For a detailed list of existing KV cache compression methods, check Awesome-KV-Cache-Compression or Awesome-LLM-Compression

Evaluation

We provide a simple CLI to evaluate the performance of different presses on several long-context datasets.

Accuracy: Test your method on popular benchmarks directly using our CLI.
Speed and Memory: The speed_and_memory notebook can help you measure peak memory usage and total time gain.

Please refer to the evaluation directory in this repo for more details and results.

Below we report the average performance on the RULER dataset with 4k context length for different presses, from our

Quantization

We support KV cache quantization through the transformers QuantizedCache class (see HF blog post). To use it, simply pass a cache object to your pipeline:

from transformers import QuantizedCache

cache = QuantizedCache(backend="quanto", nbits=4)

pipe(..., cache=cache)

By default, the DynamicCache is used (no quantization).

[!IMPORTANT]
To use the QuantizedCache, you need to install additional dependencies (e.g. pip install optimum-quanto).

Contributing

We welcome contributions! To add a new press, simply open an issue or submit a pull request. Check the new_press.ipynb notebook for a step-by-step guide.

Citation

If you use KVPress in your research, please cite our paper:

@article{devoto2025expectedattention,
  title={Expected Attention: KV Cache Compression by Estimating Attention from Future Queries Distribution},
  author={Devoto, Alessio and Jeblick, Maximilian and J{\'e}gou, Simon},
  journal={arXiv preprint arXiv:2510.00636},
  year={2025},
  url={https://arxiv.org/abs/2510.00636}
}

FAQ

Which models are supported ?

Some presses depend on the model architecture (e.g. ExpectedAttentionPress or SnapKVPress) hence they might not work with all models. We tested support for LlamaForCausalLM, MistralForCausalLM, Phi3ForCausalLM, Qwen2ForCausalLM, Qwen3ForCausalLM, and Gemma3ForCausalLM but many other models might be supported out of the box because their implementation is often similar in transformers.

How to run inference on multiple GPUs ?

kvpress supports multi-GPU inference through accelerate:

pipe = pipeline("kv-press-text-generation", model=model, device_map="auto")

What are the memory and throughput gains ?

Memory usage should be reduced by around compression_ratio * kv_cache_size. As the KV cache is smaller, decoding should also be faster. You can measure peak memory usage gain and total time gain using this notebook.

How does a press work ?

A press registers a forward hook (press.forward_hook method) to each attention layer during the prefilling phase. Registration can be applied using the press as a context manager (press.__call__ method):

import torch
from transformers import AutoModelForCausalLM
from kvpress import KnormPress

device = "cuda:0"
ckpt = "meta-llama/Meta-Llama-3.1-8B-Instruct"
model = AutoModelForCausalLM.from_pretrained(ckpt).to(device)
press = KnormPress(compression_ratio=0.4)
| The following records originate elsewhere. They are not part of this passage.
PR #11790, opened 2026-04-24
Fix timeout current-thread completion logging (27.x)

### LINKED ISSUE #11789: [27.x] Fault tolerance Timeout logging error message when invocation completes before timeout
Carry-forward of #11560 for `main` / `27.x`.

Issue #11560 reports that `TimeoutConfig.builder().currentThread(true)` logs `Delayed runnable was unexpectedly interrupted` even when the invocation completes before the configured timeout.

The same cancellation path is still present on current `main` (`96ac8fb6a0`): `TimeoutImpl` cancels the sleeping monitor future with `cancel(true)`, and `FaultTolerance.delayedRunnable` logs the resulting `InterruptedException` as an error even though this interruption is expected during normal completion.

This issue tracks the 27.x fix and regression coverage.

tomas-langer:
Resolves #11789

Avoid logging an error when a `currentThread(true)` timeout monitor is interrupted by normal cancellation after the supplier completes. Add regression coverage that forces the monitor thread into the sleeping state and verifies normal completion does not emit the spurious log message.

### DIFF
--- a/fault-tolerance/fault-tolerance/src/main/java/io/helidon/faulttolerance/FaultTolerance.java
+++ b/fault-tolerance/fault-tolerance/src/main/java/io/helidon/faulttolerance/FaultTolerance.java
@@ -87,8 +87,9 @@ public final class FaultTolerance {
             try {
                 Thread.sleep(millis);
             } catch (InterruptedException e) {
-                // should never be interrupted
-                LOGGER.log(ERROR, "Delayed runnable was unexpectedly interrupted");
+                // Future.cancel(true) interrupts the sleeping task to cancel the delayed action.
+                Thread.currentThread().interrupt();
+                return;
             }
             runnable.run();
         };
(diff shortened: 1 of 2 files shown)


fault-tolerance/fault-tolerance/src/main/java/io/helidon/faulttolerance/FaultTolerance.java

inputs = model.dummy_inputs["input_ids"].to(device)

with torch.no_grad():
    print(model(inputs).past_key_values[0][0].shape)
    # torch.Size([3, 8, 5, 128])
    
with torch.no_grad(), press(model):
    print(model(inputs).past_key_values[0][0].shape)
    # torch.Size([3, 8, 3, 128])

Why not using model.generate ?

In fact you can use model.generate with a press by using the press as a context manager:

with press(model):
    outputs = model.generate(inputs)

However, the generate method does not allow to exclude the question from the compression, which would artificially favors methods such as SnapKV. Ideally, we want a compression method that works whatever comes after the context (e.g. for use cases such as chat or document question answering). Finally the generate method does not allow to provide generation for multiple questions at once.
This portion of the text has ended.